Data type and index type in streams

This guide explains how to define and configure stream fields in OpenObserve, including supported field types and index options.

Define stream fields

When creating a stream, each field requires three components: define strean fields

  1. Field Name: A unique identifier for the field within the stream.
  2. Data Type: The data type that values in this field will use.
  3. Index Type: The indexing strategy to optimize query performance.

Data types

Each field in a stream must have a defined data type. OpenObserve supports the following:

  • utf8: Text fields. Use for messages, names, or IDs.
  • int64: Signed 64-bit integers. Use for counts, timestamps, or status codes.
  • uint64: Unsigned 64-bit integers. Use for numeric IDs or large counters.
  • float64: Floating point numbers. Use for durations, sizes, or metrics.
  • boolean: True or false flags. Use for condition checks or binary states.

Maintain consistent data types across all records. Mixed types in the same field can cause indexing and query issues.

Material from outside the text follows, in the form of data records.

PR #2393, opened 2017-10-27
Inline asm: Add `s` suffix for fild etc. with 16-bit memory operand

wirx6:
Backport https://github.com/ldc-developers/ldc/pull/2359


kinke:
It's already in ltsmaster.

wirx6:
I see it only in master.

Each field may use one index type to accelerate queries. Once applied, it cannot be changed. Choose based on query patterns and field characteristics.

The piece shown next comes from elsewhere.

PR #2400, opened 2017-11-01
Clean up LDC-specifics in druntime/Phobos

kinke:


kinke:
`rt.sections_elf_shared` could definitely use a cleanup on its own; the big diff wrt. upstream due to included Darwin support is mostly not guarded by `version(LDC)` checks.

  • Best for: utf8 fields with unstructured text such as logs or messages.
  • Common filters: match_all('timeout').
  • Performance: High speed for large text searches.
  • Storage impact: Approximately 25 percent overhead.
  • Avoid if: The field contains structured values like hostnames or IDs.

Secondary index

  • Best for: Fields with repeated values such as status codes or namespaces.
  • Common filters: Equality or list inclusion, such as status_code = 500 or namespace IN ('core', 'admin').
  • Performance: Fast exact-match lookups.
  • Storage impact: Moderate and grows with cardinality.
  • Avoid if: The field has mostly unique values.

Bloom filter

  • Best for: High-cardinality fields such as trace_id or request_id.
  • Common filters: Specific equality filters, such as trace_id = 'abc123'.
  • Performance: Quickly skips unrelated data.
  • Storage impact: Minimal.
  • Avoid if: The field has few distinct values or if you filter using ranges.

Key-value partition

  • Best for: Low-cardinality fields such as environment or service.
  • Common filters: Exact value filters, such as environment = 'prod'.
  • Performance: Reads only relevant partition.
  • Storage impact: Efficient if files remain large.
  • Avoid if: The field has many distinct values.

Prefix partition

  • Best for: utf8 fields with repeated prefixes such as hexadecimal identifiers.
  • Common filters: Filters for specific full values, such as session_id = '1a3f...', where '1a' is the prefix.
  • Performance: Limits scanning to a group based on prefix.
  • Storage impact: Lower index size and improved compression.
  • Avoid if: The field has no meaningful prefix structure.

Hash partition

  • Best for: Fields with many values that are unevenly distributed.
  • Common filters: Equality filters, such as user_id = 'u4567'.
  • Performance: Distributes records evenly into fixed partitions.
  • Storage impact: Balanced partition sizes and predictable access.
  • Avoid if: The field has only a few distinct values.